2002 was a bad season for Casanova. He started off with the Brewers, but after hitting only .184 in 31 games with them he was released and quickly signed by the Baltimore Orioles. He only played two games with them that year, collecting no hits in one at bat. Overall, he hit .182 that year, with one home run and eight RBIs. He spent 14 games with Indianapolis that year as well-he hit .279 with them.

He played in five different farm systems between 2003 and 2005, playing well. He played for the Colorado Springs Sky Sox and Ottawa Lynx in 2003, hitting .301 while with the Sky Sox, who are in the Colorado Rockies farm system, and .286 with the Lynx, who are in the Orioles farm system.

Signed as a free agent by the Boston Red Sox in 2004, he hit .270 in 23 games with their Triple-A team, the Pawtucket Red Sox before being sent to the Kansas City Royals as part of a conditional deal. In 58 games with their Triple-A team, the Omaha Royals, he hit .323 with 10 home runs.

Even after a great performance in their system, Casanova was released by the Royals and then signed by the Chicago White Sox. He spent 70 games with their Triple-A team, the Charlotte Knights, before getting called up to the Majors in the latter part of the season. In six games with the White Sox that year, he collected one hit in five at-bats.
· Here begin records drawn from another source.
PR #249, opened 2026-09-20
test(web): cover remaining deeplink branches

### LINKED ISSUE #246: web: deeplink.ts has three uncovered branches left
`web/src/lib/deeplink.ts` currently measures 94.07% statements / 92.02% branch / 92.85% functions, from the repo root with:

```
npm test -w web -- --run --coverage
```

The only uncovered lines are 96-97, 180 and 212. This is a small, well-bounded task: `web/src/lib/deeplink.test.ts` already exists and covers the rest of the file — the round trips, the notification token mapping, the degradation cases, the malformed escape. Three branches are all that is left, and each one is reachable with a single assertion.

### Lines 96-97 — the `documentHref()` fallback

```ts
export function hrefFor(target: Target, currentHref = documentHref()): string {
```

```ts
function documentHref(): string {
  if (typeof document !== "undefined") return document.location.href;
  return "http://localhost/";
}
```

`documentHref` is the one uncovered function in the file. Both existing `hrefFor` tests pass an explicit `currentHref`, so the default argument never evaluates and neither side of the guard runs.

Two cases pin it, and the vitest environment matters for both. `web/vitest.config.ts` sets `environment: "node"`, so inside this test file `typeof document` really is `"undefined"` — there is nothing to stub away.

- The fallback (line 97): call `hrefFor` with one argument. `hrefFor({ kind: "route", route: "goals" })` returns `"http://localhost/#/goals"` — the fallback base is exactly `"http://localhost/"`.
- The document side (line 96): stub a global. `vi.stubGlobal("document", { location: { href: "http://homeassistant.local:8123/api/hassio_ingress/abc123/" } })`, then `hrefFor({ kind: "goal", goalId: "goal-1" })` returns `"http://homeassistant.local:8123/api/hassio_ingress/abc123/#/goals/goal-1"`. `documentHref` reads `document` at call time, so the stub alone is enough — no module reset. `web/src/lib/id.test.ts` does the same thing for `crypto` and is worth copying, including its `afterEach(() => vi.unstubAllGlobals())`.

Do not add `// @vitest-environment jsdom` to the file. It would give every test in it a DOM and make the `"http://localhost/"` fallback unreachable, so you would trade one uncovered branch for another.

### Line 180 — the default arm of the route switch in `parseHash`

```ts
default:
  if (rest.length === 0 && (ROUTES as string[]).includes(head)) {
    return { kind: "route", route: head as Route };
  }
  return null;
```

`parseHash` has explicit cases for `chat`, `goals`, `schedules`, `roadmap` and `settings`. The remaining members of `ROUTES` (`deeplink.ts:31`) have no case of their own and fall through to the default arm: `projects`, `skills` and `terminal`. Every route the tests currently parse is one of the five with an explicit case, so line 180 never runs — only the `return null` below it does, via `"#/nonsense"`.

`parseHash("#/projects")`, `parseHash("#/skills")` and `parseHash("#/terminal")` each return `{ kind: "route", route: <name> }` and reach it. This is the arm that keeps a page routable without a case being written for it, so a route added to `ROUTES` and to `Route` but forgotten here is the failure it guards against.

### Line 212 — the final `return null` in `parseGoalFocus`

```ts
function parseGoalFocus(segments: string[]): { focus?: GoalFocus } | null {
```

The wrapper return type is deliberate, and the comment above the function says why: `{}` means "a valid link to the goal itself, no focus", `null` means "not something we recognise and the whole parse must fail". A bare `GoalFocus | null` would collapse those two into one value and quietly turn a mistyped focus into a link to the goal.

Line 212 is the `null` at the end — the path where the segment count is right but nothing matched. The existing null cases (`"#/goals/goal-1/nonsense"`, `"#/goals/goal-1/actions"`) are one-segment inputs and return earlier instead. Two inputs reach 212:

- `parseHash("#/goals/goal-1/bogus/x")` — two segments, but `bogus` matches no arm of the `actions` / `questions` / `access` switch, so control falls out of it.
- `parseHash("#/goals/goal-1/actions/a/b")` — three segments, past every length the function handles.

Both must be `null`, not `{ kind: "goal", goalId: "goal-1" }`.

### Notes

- Extend the existing `web/src/lib/deeplink.test.ts`. Do not add a new test file — it would collide.
- Iterate with `npm test -w web -- --run src/lib/deeplink.test.ts`, run from the repo root: `web/` is an npm workspace, so the `-w web` is what makes the path resolve.
- These three take the file to 100% lines and 100% functions. The reporter will then start listing some partially covered branches elsewhere in the file. Those are out of scope here — leave them.

Worth checking your own test the way we check them: make `parseGoalFocus` return `{}` instead of `null` for the unrecognised case, and confirm your test fails. If it still passes, the case is not pinning the rule.

nightcityblade:
## Summary

- cover the document and localhost fallbacks used by `hrefFor`
- cover routes handled by the generic route branch
- verify malformed goal-focus paths remain invalid

Fixes #246

## Testing

- `npm test -w web -- --run src/lib/deeplink.test.ts` (71 passed)


mar-schmidt:
Merged. I broke the localhost fallback, the `document` branch, the generic route case and the malformed-focus guard one at a time — each one fails a different test, so the assertions are pinning behaviour and not just executing lines.

PR #250, opened 2026-09-20
test(web): cover deployment and browser base URLs

### LINKED ISSUE #245: web: base.ts deployment and the remaining base URL branches have no test coverage
`deployment()` (`web/src/lib/base.ts:55-58`) has no test at all, and the `document.baseURI` fallback in `appBase()` (`web/src/lib/base.ts:33`) is never executed. `web/src/lib/base.ts` measures 80% statements / 50% branch under `npm test -w web -- --run --coverage` from the repo root, with lines 56-57 reported uncovered.

`base.ts` is where every API, WebSocket and service-worker URL in the app comes from — `apiUrl()` feeds the REST calls and `wsUrl()` the live connection. Per the file's own header, it has to stay correct in two deployments at once: behind Home Assistant Ingress the SPA is served from a rewritten sub-path (`/api/hassio_ingress/<token>/...`) where the daemon injects a `<base href>` and `document.baseURI` is authoritative, and in the native apps, where the SPA is loaded from the app bundle so `document.baseURI` points at the phone and the connection screen supplies the base through `setEndpoint` instead. Both paths need pinning.

### `deployment()` (base.ts:55-58)

The function reads `document.querySelector('meta[name="podiom-deployment"]')` and returns `"ha"` only when `meta?.getAttribute("content") === "ha"` — a strict equality check on the attribute value. Everything else falls back to `"standalone"`. Cases worth asserting:

- meta present with `content="ha"` returns `"ha"`.
- no such meta element at all returns `"standalone"` (the `?.` short-circuit).
- meta present but with no `content` attribute at all — `getAttribute` returns `null` — returns `"standalone"`.
- meta present with a different value, e.g. `content="standalone"`, returns `"standalone"`.
- wrong case (`content="HA"`) or a superstring (`content="ha-ingress"`, `content=" ha"`) returns `"standalone"`, since the comparison is `===` and not a lowercase/substring/trim match.

Each case needs the meta injected into the document and removed again afterwards, or it leaks into the next case the same way the endpoint does.

### `appBase()` (base.ts:32-34)

Only the `configured` side of `configured ?? new URL(".", document.baseURI)` is exercised today, indirectly through the `apiUrl`/`wsUrl` tests that all call `setEndpoint` first. The null-endpoint branch — the browser path, which is the one HA Ingress actually uses — has never run. Worth asserting with no endpoint configured:

- with a `<base href="http://h/api/hassio_ingress/tok/">` in the document, `apiUrl("/api/agents")` resolves under that ingress prefix rather than against the origin root.
- the `"."` in `new URL(".", document.baseURI)` resolves to the containing directory, so a `baseURI` ending in a file (e.g. `.../tok/index.html`) still yields `.../tok/` as the base and not the file itself.
- `wsUrl()` with no endpoint configured picks up the same base.

### Branches already covered — do not re-add

`base.test.ts` already covers the leading-slash strip in `apiUrl()` (asserting `"/api/agents"` and `"api/agents"` resolve identically, both at the root and under an ingress prefix), and both sides of the scheme swap in `wsUrl()` (`http:` to `ws:`, `https:` to `wss:`, plus the ingress-prefix case). `setEndpoint`/`endpoint` round-tripping and clearing are covered too. Those are fine as they stand; this issue is only about the gaps above.

### The trap: module-level state

`configured` is module-level mutable state in `base.ts`. The existing file already clears it in an `afterEach(() => setEndpoint(null))` — keep that, and make sure any new test that needs the `document.baseURI` fallback runs with the endpoint genuinely unset. A configured endpoint leaking in from an earlier case will make an `appBase()` fallback test pass for the wrong reason, because it will never reach the `document.baseURI` side at all.

### Notes

- **Extend the existing `web/src/lib/base.test.ts`. Do not create a new test file** — a new file would collide with it.
- The default Vitest environment for this project is `node` (see `web/vitest.config.ts`), so there is no `document` today; `base.test.ts` gets away with it only because every current case sets an endpoint first. Both gaps here need a DOM, so add `// @vitest-environment jsdom` as the very first line of the file, the same way `web/src/lib/markdown.test.ts` does. jsdom is already a dev dependency.
- Under jsdom you can control `document.baseURI` by injecting a `<base href="...">` element into `document.head`, which is what the daemon does in production. Remove injected `<base>` and `<meta>` elements in an `afterEach` so cases stay independent.
- Iterate with `npm test -w web -- --run src/lib/base.test.ts`, run from the repo root — `web/` is an npm workspace, so the `-w web` flag matters.

Worth checking your own test the way we check them: change the `=== "ha"` comparison to a substring match, or flip the wss/ws swap, and confirm your test fails. If it still passes, the case is not pinning the rule.

nightcityblade:
## Summary

- cover Home Assistant deployment metadata detection
- verify browser URLs derive from `document.baseURI`
- cover both directory and file-shaped base URLs

Fixes #245

## Testing

- `npm test -w web -- --run src/lib/base.test.ts` (16 passed)


mar-schmidt:
Merged. Forcing `deployment()` to always return standalone, making the HA match case-insensitive, and leaving the trailing `index.html` on the base URL each fail a test. The file-shaped base case is the one that matters for Home Assistant ingress.

PR #251, opened 2026-09-20
test(core): cover deterministic summary fallback

### LINKED ISSUE #244: internal/core: deterministicSummary has no test coverage
`deterministicSummary` in `internal/core/summary.go:302` is at 0.0% coverage (measured with `go test ./... -coverprofile` + `go tool cover -func`). There is no `internal/core/summary_test.go` at all.

It is the fallback transcript summary: `refreshRollingSummary` calls the model first, and when that comes back empty it falls back to this function to build a plain-text digest of older history (`summary.go:112-114`). It is easy to test because it is pure — it takes a `[]store.Message` and returns a `string`. No store, no adapter, no model call, no network.

### Behaviours worth pinning

- **Non-conversation messages are skipped.** The loop calls `isConversationMessage(msg)` (`summary.go:327`), which is true only when `msg.Kind == ""` or `msg.Kind == store.KindMessage`. So a message with `store.KindReasoning`, `store.KindNarration` or `store.KindError` must not appear in the output, while `Kind: ""` must appear.
- **A message whose content flattens to the empty string is skipped, not emitted as a blank row.** After `oneLine(messageTranscriptContent(msg))`, if `line == ""` the message is dropped. A message with `Content: "   \n\t "` should produce no `user: ` line at all.
- **Output format is one line per kept message:** `fmt.Fprintf(&b, "%s: %s\n", msg.Role, truncateRunes(line, 220))` — the `store.MessageRole` value (`"user"` / `"assistant"`), then `": "`, then the flattened, truncated line.
- **Truncation is at 220 runes, not 220 bytes.** `truncateRunes` (`internal/core/naming.go:157`) converts to `[]rune`; if `len(runes) <= max` it returns the input unchanged, otherwise it returns `string(runes[:max-1]) + "…"`. So the truncated result is exactly 220 runes: 219 original runes plus a single `…` ellipsis rune. The interesting case is multi-byte input — e.g. `strings.Repeat("あ", 300)` or an emoji run. Assert with `utf8.RuneCountInString(...) == 220` and `strings.HasSuffix(got, "…")`, not `len(got)`. A byte-based implementation would cut mid-rune and fail this. Also worth pinning the boundary: a line of exactly 220 runes is returned untouched with no ellipsis.
- **`oneLine` collapses all whitespace, not just newlines.** It is `strings.Join(strings.Fields(s), " ")` (`naming.go:165`), so runs of spaces, tabs and newlines all become a single space and leading/trailing whitespace disappears. Multi-line content must come out as one space-separated line.
- **The result is `strings.TrimSpace`d**, so the returned string has no trailing newline after the last row.
- **Empty history returns the empty string** — likewise a history containing only non-conversation or blank messages.

`truncateRunes` and `oneLine` are already at 100% themselves; they matter here only because they define what `deterministicSummary` emits.

### messageTranscriptContent attachments branch

`messageTranscriptContent` (`internal/core/naming.go:98`) sits at 75.0%; the uncovered block is the attachment loop. For each entry in `message.Attachments` it appends `"\n[Attached photo: " + attachment.Name + "]"` to the content before trimming. Since `deterministicSummary` runs the result through `oneLine`, a message with attachments should render as `user: look at this [Attached photo: cat.png]`, with multiple attachments appended in slice order. Note that the attachment text is added even when `Content` is empty, so such a message is not skipped — it emits a line containing only the bracketed attachment text.

### Notes

- Create `internal/core/summary_test.go` in `package core` (the helper is unexported, and the existing `internal/core/naming_test.go` uses `package core` too).
- Table-driven, in the style of `TestParseNamingPayload` in `internal/core/naming_test.go:84`: a slice of cases with a `history []store.Message` and a `want string`, run under `t.Run`.
- Construct `store.Message` values directly as literals — `store.Message{Role: store.RoleUser, Kind: store.KindMessage, Content: "..."}`. No fixtures, no temp database, no `Core` instance.
- Iterate with `go test ./internal/core/ -run TestDeterministicSummary`.
- If you also cover the attachments branch, either extend `naming_test.go` or exercise it through `deterministicSummary`; both reach the same code.

Worth checking your own test the way we check them: change `truncateRunes(line, 220)` to 219, or drop the `isConversationMessage` filter, and confirm your test fails. If it still passes, the case is not pinning the rule.

nightcityblade:
## Summary

- cover filtering and whitespace normalization in deterministic summaries
- verify attachment labels are retained in order
- pin Unicode-safe 220-rune truncation

Fixes #244

## Testing

- `go test ./internal/core/ -run TestDeterministicSummary`


mar-schmidt:
Merged. Twelve mutations to `deterministicSummary` and its helpers — moving the rune limit to 500 and to 221, swapping `truncateRunes` to byte slicing, dropping the ellipsis, removing the whitespace normalization, reversing the attachment order, removing the kind filter — and eleven fail a test. The byte-slicing one is the good catch: it yields 74 runes instead of 220 on multibyte input.

The newline that joins two messages isn't pinned, since no fixture produces more than one surviving line. Incidental formatting, not worth another round.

He was granted free agency after the 2005 season and was signed by the Oakland Athletics. He played in a total of eight minor league games in 2006, hitting .265 in 34 at-bats. He spent time with three teams in 2006 – he played two games with the Stockton Ports, two games with the Midland RockHounds and four games with the Sacramento River Cats.

He was a non-roster invitee to spring training in 2007 for the Tampa Bay Devil Rays. He was assigned to the Triple-A Durham Bulls. In June 2007, Casanova was called up to back up Dioner Navarro in the major leagues. In 29 big league games in 2007, Casanova hit .253 with six home runs and 11 RBIs. His slugging percentage was .519. In 44 games with the Bulls, he hit .291 with five home runs and 21 RBIs. On December 12, 2007, Casanova signed a minor league contract with the New York Mets.

On April 27, 2008, Casanova hit his first home run as a New York Mets player. Batting left-handed, he hit the home run to right-center field at Shea Stadium against Atlanta Braves pitcher John Smoltz.

Casanova was placed on the bereavement list on June 4, 2008, after the death of his father. After returning to the team a few days later, he was designated for assignment on June 10. He became a free agent at the end of the season.